There are many nice ways of showing that $f_0^2+f_1^2+\cdots+f_n^2=f_{n+1}f_n$. I was wondering if there is a way of showing this using the generating function $F(x)=\frac{1}{1-x-x^2}=\sum_{i\geq0}f_ix^i$. In other words, is there any operation (perhaps the Hadamard product) that can be applied to $F(x)$ that would yield the identity above?
What about other identities that involve sums and squares, like $f_1f_2+\cdots +f_nf_{n+1}=f_{n+1}^2$ for $n$ odd?
Apply the technique described in this blog post to $F(x) F(y)$, then to $x F(x) F(y)$. The key observation here is that one can compute Hadamard products of rational functions using the residue theorem.
Here are the details on proving these identities using Hadamard products of generating functions. (You can find explanations of how to compute Hadamard products of rational functions here.)
I'll write $U(x)*V(x)$ for the Hadmard product of $U(x)$ and $V(x)$: $$\sum_{n=0}^\infty u_n x^n *\sum_{n=0}^\infty v_n x^n =\sum_{n=0}^\infty u_n v_n x^n.$$
Let $$F=\sum_{n=0}^\infty f_n x^n =\frac{1}{1-x-x^2}$$ and let $$F_1 = \sum_{n=0}^\infty f_{n+1}x^n = (F-1)/x = \frac{1-x}{1-x-x^2}.$$ Then we have $$ \sum_{n=0}^\infty f_{n}^2x^n=F*F=\frac{1-x}{1-2x-2x^2+x^3} $$ and $$ \sum_{n=0}^\infty f_{n}f_{n+1}x^n = F*F_1 = \frac{1}{1-2x-2x^2+x^3}. $$ Thus $(F*F)/(1-x) =F*F_1$. This proves the first identity $f_0^2 + \cdots + f_n^2 = f_{n+1}f_n$.
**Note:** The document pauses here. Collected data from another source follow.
PR #124, opened 2018-06-19
Add test for checking value after contract deployed after forking

seesemichaelj:
This was brought up by @tcoulter mentioning that sending value to a contract during creation on a chain that resulted from a fork would not persist. This test now checks for the presence of this issue. A separate PR will be made for the resolution of this test.

### DIFF
--- a/test/forking_deploy_after_fork.js
+++ b/test/forking_deploy_after_fork.js
@@ -5,8 +5,6 @@ var assert = require('assert');
 var Ganache = require("../index.js");
 var fs = require("fs");
 var solc = require("solc");
-var to = require("../lib/utils/to.js");
-var async = require("async");
 
 // Thanks solc. At least this works!
 // This removes solc's overzealous uncaughtException event handler.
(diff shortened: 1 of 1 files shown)


seesemichaelj:
The test added in this PR failed (as it should) here:
- https://travis-ci.org/trufflesuite/ganache-core/jobs/394347307#L2599
- https://travis-ci.org/trufflesuite/ganache-core/jobs/394347308#L2551

You can see here that the test shows that the current codebase will fail the test. #125 addresses this issue.

test/forking_deploy_after_fork.js
```diff
@@ -0,0 +1,177 @@
...
+          assert.notEqual(code, "0x0");
+
+          done();
+        })
+      });
+    });
+  });
+
+  it("should send 1 ether to the created contract, checked on the forked chain", function(done) {
+    mainWeb3.eth.getBalance(contractAddress, function(err, balance) {
```
benjamincburns: we can async/await now! `web3.eth.getBalance` returns a `PromiEvent`

seesemichaelj:
I started to put this in `forking.js` but the file is already getting a little out of hand. `forking.js` uses `forkedWeb3` instead of `mainWeb3` to deploy the contract. It's just a different set of steps and I felt it should be separated as such. I think `forking.js` should probably be split up as well.

PR #125, opened 2018-06-19
Flush VM Cache Before Pushing Contract Code

seesemichaelj:
In our monkey-patching/duck-punching function for putContractCode, we pull the account from the state trie to put the code. However, putContractCode is called before the cache will be flushed, causing any balance in the account to be lost.

This PR flushes the VM cache before getting the account details.

This addresses #124 and should be merged in after #124.


seesemichaelj:
The tests can be seen passing here:
- https://travis-ci.org/trufflesuite/ganache-core/jobs/394351758#L2183
- https://travis-ci.org/trufflesuite/ganache-core/jobs/394351759#L2180

PR #80, opened 2018-03-08
Consume gasRefund From Potential ethereumjs-vm Addition

seesemichaelj:
This fixes case 1 in #26, but will require the merging of PR https://github.com/ethereumjs/ethereumjs-vm/pull/284 before fixed.

This PR adds the gasRefund to the estimated gas call. This can be merged prior to https://github.com/ethereumjs/ethereumjs-vm/pull/284 being merged, but may be fruitless to do so until https://github.com/ethereumjs/ethereumjs-vm/pull/284 is merged to maintain cohesion and ensuring the problem does end up fixing #26.

More discussion can be found on #26 and https://github.com/ethereumjs/ethereumjs-vm/issues/283

PR #141, opened 2018-08-09
Consume gasRefund From Potential ethereumjs-vm Addition

davidmurdoch:
This is the same as PR #80 with added tests. Fixes issue #26: `estimateGas returns invalid value when tx has a gasRefund`.


seesemichaelj:
@davidmurdoch FYI, sometimes you can push directly to the PR branch if they checked the box to "allow reviewers to modify it". no problem though!

davidmurdoch:
@seesemichaelj I used Github's "open this in GitHub Desktop" link on the PR and it automatically created a new branch instead of just opening your branch and so I just rolled with it from there. `¯\_(ツ)_/¯`

I'll be sure to do it The Right Way next time.

lib/statemanager.js
```diff
@@ -594,7 +594,7 @@ StateManager.prototype.processGasEstimate = function (from, rawTx, blockNumber,
       }
       var result = '0x0'
       if (!results.error) {
-        result = to.hex(results.gasUsed)
+        result = results.gasRefund ? to.hex(results.gasUsed.add(results.gasRefund)) : to.hex(results.gasUsed);
```
benjamincburns: We expect the `gasRefund` field to always be there, right? If so, this squelches an error and makes things look like they're working if the `gasRefund` field suddenly disappears.

benjamincburns:
It _might_ be worth adding a test to check whether our gas estimation accounts for explicit gas stipends properly (e.g. something like `mycontract.depth.gas(100000)(y-1)`)

Relevant docs [here](http://solidity.readthedocs.io/en/latest/control-structures.html#external-function-calls).

lib/statemanager.js
davidmurdoch: fixed in latest commits

PR #142, opened 2018-08-11
Add User-Agent token to allowed headers

dinostabOMG:
Related: https://github.com/ethereum/web3.js/issues/1803

Also related: https://github.com/trufflesuite/ganache/issues/359

Although the latter is a broader issue, I fixed my immediate problem of not being able to connect from Firefox. I will look into the rest in a separate branch as requested by @davidmurdoch

### DIFF
--- a/lib/httpServer.js
+++ b/lib/httpServer.js
@@ -62,7 +62,7 @@ module.exports = function (provider, logger) {
           break;
         default:
           response.writeHead(400, {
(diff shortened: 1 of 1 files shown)


benjamincburns:
Thanks for this one, @dinostabOMG! I've opened #142 to prevent issues like this one from cropping up in the future.

davidmurdoch:
The correct issue for tracking the CORS fix is actually in #143

PR #149, opened 2018-08-14
Add eth_signTypedData

rmeissner:
Adds support for `eth_signTypedData` according to [EIP-712](https://github.com/ethereum/EIPs/blob/master/EIPS/eip-712.md)

This is required for trufflesuite/ganache-cli#515


rmeissner:
How should conflicts in npm-shrinkwrap be resolved?

benjamincburns:
Hi @rmeissner! Thanks for the contribution.

I think shrinkwrap conflicts should be handled by making sure that existing versions don't change.

Otherwise I'm a little hesitant about this change, primarily because EIP-712 is still listed as draft status, and I can't find where either geth or Parity support it yet. I see that MetaMask has added support, however - so maybe that's good enough since most web apps will be interacting with the client via them or some other wallet middleware...

PR #157, opened 2018-08-24
Fix race conditions causing problems identified in #417

kn:
This PR fixes the problem described in [here](https://github.com/trufflesuite/ganache-cli/issues/453).

**Problem:**
The root cause of the problem is that we use `blockchain.vm.stateManager.[checkpoint|commit|revert]()` assuming there is no other functions performing transactions (meaning db transaction instead  of blockchain transaction :)) on `stateTrie`. Doing this without a lock can cause race conditions. For example, the following events can cause race conditions:
1. `checkpoint()` is called by `processCall()`
1. `checkpoint()` is called by `processNextBlock()`
1. `revert()` is called by `processCall()` <- this reverts the checkpoint created by `processNextBlock()`
1. `commit()` is called by `processNextBlock()` <- this commits the checkpoint created by `processCall()`

**Solution:**
This PR solves this problem by introducing a semaphore lock on the stateTrie transactions to prevent functions unintentionally committing or reverting a checkpoint created by other functions.

### DIFF
--- a/.gitignore
+++ b/.gitignore
@@ -7,3 +7,4 @@ TODO
 .tern-port
 .vscode
 yarn.lock
+*.swp
--- a/lib/blockchain_double.js
+++ b/lib/blockchain_double.js
@@ -54,6 +54,18 @@ BlockchainDouble.prototype._applyDefaultOptions = function(options) {
   return _.merge(options, defaultOptions, Object.assign({}, options));
 }
 
+BlockchainDouble.prototype._stateCheckpoint = function() {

The second identity is stated incorrectly. It should be $$f_0f_1 + f_1f_2 +\cdots +f_n f_{n+1}= \begin{cases} f_{n+1}^2,&\text{if $n$ is even}\\ f_{n+1}^2 -1,&\text{if $n$ is odd}. \end{cases} $$ The generating function for the left side is $$\frac{F*F_1}{1-x}=\frac{1}{(1-x)(1-2x-2x^2+x^3)}.$$ We have $$\sum_{n=0}^\infty f_{n+1}^2 x^n = F_1*F_1= \frac{1+2x-x^2}{1-2x-2x^2+x^3}$$ and we find that $$\frac{F*F_1}{1-x} -F_1*F_1 = -\frac{x}{1-x^2},$$ which proves the corrected second identity.